Воейков за это лето не поднялся в моем мнении. Я считала его более умным и не таким трусом. Он никогда не был моей слабостью, но я ценила его практичность в простых делах и порядочность. Но он слишком самоуверен, и это всегда раздражает меня и его тещу. Будем надеяться, что все это послужит ему хорошим уроком. Только он уж слишком настаивает на Щербатове, который — форменное ничтожество, хотя и добрый малый, — но я боюсь, что он заодно с Самариным.— Душой и сердцем буду молиться за тебя, — дай Бог, чтобы заседание Совета прошло благополучно. — В последний раз они довели меня до сумасшествия, и когда я из окна смотрела на них, мне не понравились их лица. Благословляю тебя издалека много, много раз. Дай тебе Бог мудрости и силы повлиять на них, дать им понять, как плохо они исполняли твои приказания в течение этих трех недель! Ты — властелин, а не какой-нибудь Гучков, Щербатов, Кривошеин, Николай III (как некоторые осмеливаются называть Н.)[451], Родзянко, Суворин. Они ничто, а ты — все, Помазанник Божий.
Я очень, очень рада, что Миша с тобой. По этому поводу я и должна была написать ему; он — твой брат, его место при тебе, и чем дольше он пробудет с тобою, вдали от дурного ее влияния, тем лучше, и ты заставишь его смотреть на вещи своими глазами. Когда вы бываете вдвоем, говорите чаще про Ольгу, пускай он не думает о ней дурно. Так как ты очень занят, то попроси его просто написать ей вместо себя о том, что вы делаете, — это заставит лед между ними растаять. Скажи это просто, как будто бы ты и не предполагаешь, что это может быть иначе. Надеюсь, что у него, наконец, установились хорошие отношения со славным Мордвиновым и что он не обижает больше эту верную любящую душу, которая нежно привязана к нему.
Мне очень интересно было бы знать, что англичане писали по поводу твоего вступления на пост главнокомандующего? Я ведь не вижу английских газет, так что не имею никакого представления. Кажется, они и французы действительно продолжают продвигаться вперед. Слава Богу, что они наконец-то могли начать, и будем надеяться, что это заставит врага взять некоторые части с нашего фронта. Все-таки колоссально то, что немцы должны сделать, и нельзя не восхищаться, как превосходно и систематично у них все организовано. Если бы наша техническая часть была так хороша, как их, которая, конечно, есть результат длительного обучения и подготовки, имей мы такое же количество железных дорог, война уже давно была бы окончена. Наши генералы недостаточно хорошо подготовлены, хотя многие из них участвовали в японской войне, а немцы долгие годы не вели войны. Многому хорошему и полезному для нашего народа мы можем у них научиться, но от многого надо отвернуться с отвращением. Ты телеграфировал вчера вечером, что новости хороши, но в газетах было очень мало сведений, так что, вероятно, мы просто стойко задерживаем их. — Сегодня утром было 9 градусов, серо и дождливо, погода незаманчивая.

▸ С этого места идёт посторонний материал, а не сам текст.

PR #561, opened 2026-07-09
feat(sim2real-analyze): add five deferred single-run catalog entries

kalantar:
## Summary

Closes #560. Fills in the catalog scaffolded by #548 with the five entries that PR body called out as "trivial per-file follow-ups once the scaffolding lands":

- `ttft-cdf`, `tpot-cdf`, `e2e-cdf` — one panel per workload, baseline vs treatment overlaid empirical CDF, three metric wrappers over a shared `_cdf.cdf_main`.
- `throughput-over-time` — sends/sec vs time, phases as lines, workloads as panels.
- `error-rate` — per-workload table of total / errors / rate / top non-ok statuses. The only entry that does NOT filter `status == "ok"` (errors are the metric).

`list_analyses.py` output goes from 2 → 7 entries with no warnings.

## Design decisions worth reviewer attention

1. **`_common.py` + `_cdf.py` shared helpers.** Rather than duplicate `resolve_run` / `display_name` / `load_csv` / `discover_workloads` across five scripts, I extracted them into `analyses/_common.py`. Underscore-prefixed so it's clearly a helper, not a catalog entry (the discovery machinery already ignores non-`.md` files, but the prefix documents intent). CDF plotting lives in `analyses/_cdf.py` so `error_rate.py` doesn't drag in matplotlib. Alternative: inline everything into each of the five scripts (matches `latency_table.py`'s self-contained pattern). Reviewer's call — happy to inline if that's the house preference.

Маленькая Наденька Арсеньева приходила ко мне сегодня утром. Бедная девочка, она была так тронута моим письмом и твоим вниманием, которое я им всем выразила, что просила меня принять ее, так как никто не написал ей так сердечно. Бедное, наивное дитя, что будет с ней и ее братом, среди всех их старых кормилиц и гувернанток? Ее отец был все в ее жизни.
Все мои мысли, мой любимый, о тебе и об этих гнусных министрах, оппозиция которых приводит меня в бешенство. Помоги тебе Бог подействовать на них своей твердостью, знанием истинного положения дел и полным неодобрением их поведения, которое в настоящее время нельзя назвать иначе, как изменой! Я лично думаю, что ты будешь принужден сменить Щ., С., а также, вероятно, длинноносого С. и Кр.[452] Они не могут измениться, а ты не можешь оставить этих типов бороться с новой Думой.